▶ EXERCISE OBJECTIVE: Copy each line of the records below, from the first through the one that contains "All this PR", exactly as written.

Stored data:
PR #1448, opened 2023-04-26
SONARPY-1342 Improve typeshed unit test to avoid serializing Typeshed

guillaume-dequenne-sonarsource:
All this PR does is using some sample files of `Typeshed` for the unit tests, instead of the full thing.
On my machine, this reduces the time taken by the unit tests from ~50s to ~10s. And I don't think we lose any meaningful confidence in the implementation by using the subset of `Typeshed` rather than the complete library.


python-frontend/typeshed_serializer/tests/conftest.py
```diff
@@ -31,6 +31,8 @@
 
 @pytest.fixture(scope="session")
 def typeshed_stdlib():
+    typeshed_serializer.STDLIB_PATH = "resources/mock_stdlib"
```
joke1196, line 34: This is the way, with the fixtures :+1:

python-frontend/typeshed_serializer/tests/conftest.py
```diff
@@ -31,6 +31,8 @@
...
+    typeshed_serializer.CURRENT_PATH = os.path.dirname(__file__)
```
joke1196, line 35: Here can we use the CURRENT PATH constant instead? Genuine question not sure when the fixture is invoked.

joke1196 (approved):
LGTM! Just added a small question. Thank you for this; the speed upgrade feels really nice!

python-frontend/typeshed_serializer/tests/conftest.py
guillaume-dequenne-sonarsource: Thanks, good catch! I somehow missed it.

PR #1449, opened 2023-04-27
SONARPY-1334 Rule S6554: Django models should define a "__str__" method

maksim-grebeniuk-sonarsource:


python-checks/src/test/resources/checks/django/djangoModelStrMethodCheck.py
```diff
@@ -0,0 +1,14 @@
+from django.db import models
```
guillaume-dequenne-sonarsource, line 1: I feel we need more tests.
We need:
* One test when we inherit from a valid model, but do not override the `__str__` method (should not raise FP)
* One test when we inherit from an invalid model (should we raise the issue twice here? On the parent and on the child? This may be noisy, but probably makes sense - other option would be to raise only on whatever directly inherits from `django.db.models.Model`, but we risk raising on abstract classes whose children are correctly defined). Whatever we do should probably be documented with tests, though.
* One test when we inherit from an unknown model (should not raise FPs)

its/ruling/src/test/java/org/sonar/python/it/RulingHelper.java
```diff
@@ -143,6 +142,7 @@ static List<String> bugRuleKeys() {
       "S6323",
       "S6328",
       "S6468",
+      "S6554",
```
guillaume-dequenne-sonarsource, line 145: We probably don't want to enable this rule on extended ruling since it's not a bug rule.
I'm torn on this one though, as it's a rule that is quite reliant on our semantics, and the extended ruling is about good semantic resolutions.

guillaume-dequenne-sonarsource (changes requested):
I have the feeling this rule may be noisy and/or controversial.

I'd like to make sure we don't raise FPs on cases where the semantic is not properly resolved by the analyzer.
I'd also like to consider whether we really want this rule on the default profile, as it seems to raise quite a few issues on the ruling, some of which could be considered FPs.

python-checks/src/test/resources/checks/django/djangoModelStrMethodCheck.py
maksim-grebeniuk-sonarsource: done

python-checks/src/main/resources/org/sonar/l10n/py/rules/python/Sonar_way_profile.json
```diff
@@ -189,6 +189,7 @@
     "S6463",
     "S6468",
     "S6537",
-    "S6546"
+    "S6546",
+    "S6554"
```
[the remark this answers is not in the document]
maksim-grebeniuk-sonarsource: done

its/ruling/src/test/java/org/sonar/python/it/RulingHelper.java
maksim-grebeniuk-sonarsource: done

guillaume-dequenne-sonarsource (approved):
LGTM

PR #1623, opened 2023-10-27
SONARPY-1509 Rule S6799: f-strings should not be nested too deeply

joke1196:


python-checks/src/main/java/org/sonar/python/checks/FStringNestingLevelCheck.java
```diff
@@ -0,0 +1,110 @@
...
+      }
+    }
+    return false;
+  }
+
+  private static boolean isTheNestingTooDeepInExpression(Expression expression, int updatedCount) {
+    return Optional.of(expression)
+      .flatMap(TreeUtils.toOptionalInstanceOfMapper(StringLiteral.class))
+      .map(StringLiteral::stringElements)
+      .map(elements -> elements.stream().anyMatch(sElement -> isFStringNestedTooDeep(sElement, updatedCount)))
```
jdodinh, line 92: Maybe it would be good to put the `.anyMatch` on a new line.

python-checks/src/test/resources/checks/fstringNestingLevel.py
```diff
@@ -0,0 +1,17 @@
...
+#               ^^^^^^^^^^^^^^^^^^^^^^^^^^^^^^^^^^^^^^^^^^^^^^^^^^^ 
+
+    my_string = f"hello { f"format specifier: {greeting :{F"1"}.{2}}"}" # Noncompliant
+#               ^^^^^^^^^^^^^^^^^^^^^^^^^^^^^^^^^^^^^^^^^^^^^^^^^^^^^^^
+
+def compliant(hello, name):
+    greeting = f"{f"{hello}"},"
+    my_string = f"{greeting} {name}!" # Compliant
+
+    my_string = f"{greeting} {name : { f"1" }.{2}}!"
```
jdodinh, line 17: It would maybe be good to add some more cases, that include more of the edge cases of the rule. Maybe have the use of escaped curly braces (`{{`), or play around with the number of quotes that the fstring implements.

jdodinh (approved):
Overall looks very good, just a minor formatting detali, and some thoughts on test cases.

python-checks/src/test/resources/checks/fstringNestingLevel.py
joke1196: So the number of quotes is something I may not be able to test. In the sense that it should be an implementation detail of the StringElement, I should not have to test if the isInterpolated() method correctly reports if we are working with an interpolated string. This should be done at the level of the StringElement. For the escaped curly braces, it is a bit similar as I am only working with FromattedExpression I do not deal with the literals of the f-string. So the responsibility does not belong here in this case. If you want we can go into more details on this.

python-checks/src/main/java/org/sonar/python/checks/FStringNestingLevelCheck.java
```diff
@@ -0,0 +1,113 @@
...
+      }
+    }
+    return false;
+  }
+
+  private static boolean isTheNestingTooDeepInExpression(Expression expression, int updatedCount) {
+    return Optional.of(expression)
+      .flatMap(TreeUtils.toOptionalInstanceOfMapper(StringLiteral.class))
+      .map(StringLiteral::stringElements)
+      .map(Collection::stream)
```
maksim-grebeniuk-sonarsource, line 93: maybe a more flat chain is better:
```java
...
.flatMap(Collections::stream)
.anyMatch(sElement -> isFStringNestedTooDeep(sElement, updatedCount))
.orElse(false);
```

joke1196: I don't think I can do this `flatMap` on the `Optional` with the stream.

PR #1624, opened 2023-10-30
SONARPY-1536 Fix false positive for Rule S6735.

jdodinh:


joke1196 (approved):
LGTM.  I guess right_on without left_on could also raise an issue. But I guess this would be just out of the scope of this rule.

PR #1627, opened 2023-10-31
SONARPY-1478 Rule S5547: Add support for ssl module.

jdodinh:


python-checks/src/main/java/org/sonar/python/checks/RobustCipherAlgorithmCheck.java
```diff
@@ -63,14 +86,54 @@ public class RobustCipherAlgorithmCheck extends PythonSubscriptionCheck {
...
-        String fqn = calleeSymbol.fullyQualifiedName();
-        if (fqn != null && sensitiveCalleeFqns.contains(fqn)) {
-          subscriptionContext.addIssue(callExpr.callee(), MESSAGE);
-        }
-      }
+      Optional.ofNullable(callExpr)
+        .map(CallExpression::calleeSymbol)
+        .map(Symbol::fullyQualifiedName)
+        .filter(fqn -> sensitiveCalleeFqns.contains(fqn) || SSL_SET_CIPHERS_FQN.equals(fqn))
+        .ifPresent(str -> addMethodSpecificIssue(subscriptionContext, callExpr, str));
```
joke1196, line 93: I think here it would be easier to understand the program flow with branching: There are two case either it is a sensitive call and so we raise the issue or it is a ssl context call with a sensitive algorithm. I think it could be clearer to have your branching directly in the ifPresent.

python-checks/src/main/java/org/sonar/python/checks/RobustCipherAlgorithmCheck.java
```diff
@@ -63,14 +86,54 @@ public class RobustCipherAlgorithmCheck extends PythonSubscriptionCheck {
...
     });
   }
 
+  private static void addMethodSpecificIssue(
```
joke1196, line 97: I feel the naming is not really representative of what happens here. It is not an issue for a specific method. It is just an issue. I think this could be refactored in the previous ifPresent. This would allow the removal of a cognitive overhead with two contradicting `if`s in a row. `!SSL_SET_CIPHERS_FQN.equals(fullyQualifiedName)` and `SSL_SET_CIPHERS_FQN.equals(fqn)`.

python-checks/src/main/java/org/sonar/python/checks/RobustCipherAlgorithmCheck.java
```diff
@@ -63,14 +86,54 @@ public class RobustCipherAlgorithmCheck extends PythonSubscriptionCheck {
...
+    SubscriptionContext subscriptionContext,
+    CallExpression callExpression,
+    String fullyQualifiedName
+  ) {
+    if (!SSL_SET_CIPHERS_FQN.equals(fullyQualifiedName) || argumentSpecifiesRiskyAlgorithm(callExpression)) {
+      subscriptionContext.addIssue(callExpression.callee(), MESSAGE);
+    }
+  }
+
+  private static boolean argumentSpecifiesRiskyAlgorithm(CallExpression callExpression) {
```
joke1196, line 107: It is a good practice to name functions that returns booleans with is or has. for example `hasArgumentWithSensitiveAlgorithm`.

python-checks/src/main/java/org/sonar/python/checks/RobustCipherAlgorithmCheck.java
```diff
@@ -63,14 +86,54 @@ public class RobustCipherAlgorithmCheck extends PythonSubscriptionCheck {
...
+      .map(list -> list.get(0))
+      .flatMap(TreeUtils.toOptionalInstanceOfMapper(RegularArgument.class))
+      .map(RegularArgument::expression)
+      .map(RobustCipherAlgorithmCheck::unpackArgument)
+      .filter(RobustCipherAlgorithmCheck::containsInsecureCipher)
+      .isPresent();
+  }
+
+  @CheckForNull
+  private static String unpackArgument(@CheckForNull Expression expression) {
```
joke1196, line 119: I think in the argument list the annotation should be @Nullable.

python-checks/src/test/resources/checks/robustCipherAlgorithm.py
```diff
@@ -98,3 +114,19 @@ def pycryptoCompliant():
...
+  ctx = ssl.SSLContext(ssl.PROTOCOL_SSLv23)
+  ctx.set_ciphers(ciphers)
+  ciphers2 = ''
+  ctx.set_ciphers(ciphers2)
+  ciphers3 = 'ECDHE:RSA:AES256:GCM:SHA384'
+  ctx.set_ciphers(ciphers3)
+
+  ciphers4 = 1
+  ctx.set_ciphers(ciphers4)
+  ctx.set_ciphers(ciphers5)
```
joke1196, line 129: Here if you are testing with the `None` value it would be better to explicitly state it.

python-checks/src/test/resources/checks/robustCipherAlgorithm.py
```diff
@@ -98,3 +114,19 @@ def pycryptoCompliant():
   from Crypto.Cipher import *
   aes1 = AES.new('This is a key123', AES.MODE_CBC, 'This is an IV456') # Compliant
 
+def pysslCompliant():
```
joke1196, line 117: I see it was not done before but CamelCase is not really Pythonic. I don't think it needs to be changed here, but just noting it.

joke1196 (changes requested):
Looks good! I think a small refactoring can be done to improve readability.

python-checks/src/main/java/org/sonar/python/checks/RobustCipherAlgorithmCheck.java
jdodinh: Thanks for the tip. I refactored this in 1dd32b3d33381b16d208e2d0d833a5b7c2956532.

python-checks/src/main/java/org/sonar/python/checks/RobustCipherAlgorithmCheck.java
jdodinh: I removed this method in 1dd32b3d33381b16d208e2d0d833a5b7c2956532.

python-checks/src/main/java/org/sonar/python/checks/RobustCipherAlgorithmCheck.java
jdodinh: Thanks for the tip. I refactored this in 1dd32b3d33381b16d208e2d0d833a5b7c2956532.

python-checks/src/main/java/org/sonar/python/checks/RobustCipherAlgorithmCheck.java
jdodinh: I removed this method in 1dd32b3d33381b16d208e2d0d833a5b7c2956532.

python-checks/src/main/java/org/sonar/python/checks/RobustCipherAlgorithmCheck.java
jdodinh: You are correct. Made the change in e5c69678b8e41c64fdde93c1c58a30377d138350.

python-checks/src/main/java/org/sonar/python/checks/RobustCipherAlgorithmCheck.java
jdodinh: Updated in a18d2c0663b4df943eb27a458edc0490c7d7ee48.

python-checks/src/test/resources/checks/robustCipherAlgorithm.py
```diff
@@ -81,6 +82,21 @@ def pydesExamples():
...
+  ctx.set_ciphers(ciphers)  # Noncompliant
```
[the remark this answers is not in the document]
jdodinh: Yes I agree. This was done in 244c2dec1f07e424721054503110d6d4dd1919a5.

python-checks/src/test/resources/checks/robustCipherAlgorithm.py
jdodinh: I made the change in 724de8800a0cff9aef4f33ca3d0e813f80acfb00.

python-checks/src/test/resources/checks/robustCipherAlgorithm.py
jdodinh: Ok, thank you. I think it's maybe worth changing these function names.

jdodinh: Fixed in 03af7494fb21355e655e0b166750628ac16418f1.

python-checks/src/test/resources/checks/robustCipherAlgorithm.py
```diff
@@ -81,20 +82,52 @@ def pydesExamples():
...
+  ctx = ssl.SSLContext(ssl.PROTOCOL_SSLv23)
+  ctx.set_ciphers(ciphers)
+  ciphers2 = ''
+  ctx.set_ciphers(ciphers2)
+  ciphers3 = 'ECDHE:RSA:AES256:GCM:SHA384'
+  ctx.set_ciphers(ciphers3)
+
+  ciphers4 = 1
+  ctx.set_ciphers(ciphers4)
+  ctx.set_ciphers(null_value)
```
joke1196, line 130: So here it is not valid Python code. null_value is not defined. Either you want to do the test with `None` or you want to test the fact that passing a value you don't know should not raise an issue. In this case you should have:
```python
def pyssl_compliant(unknown_cipher):
    ...
    ctx.set_ciphers(unknown_cipher)
```

joke1196 (changes requested):
Just one small change on the test otherwise it looks really good the refactoring makes it super readable. Good job!

joke1196 (approved):
LGTM! Great work!

PR #1628, opened 2023-10-31
SONARPY-1542: Fix lexer as raw strings consider backslash as a character except before quotes

joke1196:


maksim-grebeniuk-sonarsource (approved):
LGTM

PR #1633, opened 2023-11-02
SONARPY-1513 Rule S6795: Generic type statement should not use TypeVars

joke1196:


ghislainpiot (changes requested):
The logic looks good to me. I still have some changes on code duplication and the fact it does not build.

Also, there is a typo in the RSPEC : `# Type checker error would be raise`

ghislainpiot (approved):
LGTM!

PR #1635, opened 2023-11-06
SONARPY-1475 Rule S5332: Support `http.server.HTTPServer` and subclasses

joke1196:


python-checks/src/main/java/org/sonar/python/checks/hotspots/ClearTextProtocolsCheck.java
```diff
@@ -47,14 +57,16 @@ public class ClearTextProtocolsCheck extends PythonSubscriptionCheck {
   private static final List<String> SENSITIVE_PROTOCOLS = Arrays.asList("http://", "ftp://", "telnet://");
   private static final Pattern LOOPBACK = Pattern.compile("localhost|127(?:\\.[0-9]+){0,2}\\.[0-9]+$|^(?:0*\\:)*?:?0*1", Pattern.CASE_INSENSITIVE);
   private static final Map<String, String> ALTERNATIVES = new HashMap<>();
+  private static final String SENSITIVE_HTTP_SERVER_CALL = "socketserver.BaseServer.serve_forever";
```
jdodinh, line 60: Are we sure that in this case only the calls to `serve_forever()` originating from instances of `http.server.HTTPServer`, `http.server.ThreadingHTTPServer` and subclasses will resolve to this fully qualified name? Otherwise it could result in nome FPs.

jdodinh (commented):
LGTM! Great work. Just a few minor comments, and a clarification!

python-checks/src/main/java/org/sonar/python/checks/hotspots/ClearTextProtocolsCheck.java
joke1196: Yes in the worst case scenario it will resolve to the BaseServer which is the parent class of `HTTPServer` and `ThreadingServer`

python-checks/src/test/resources/checks/hotspots/clearTextProtocols.py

▶ RESPONSE TO THIS EXERCISE:
PR #1448, opened 2023-04-26
SONARPY-1342 Improve typeshed unit test to avoid serializing Typeshed

guillaume-dequenne-sonarsource:
All this PR does is using some sample files of `Typeshed` for the unit tests, instead of the full thing.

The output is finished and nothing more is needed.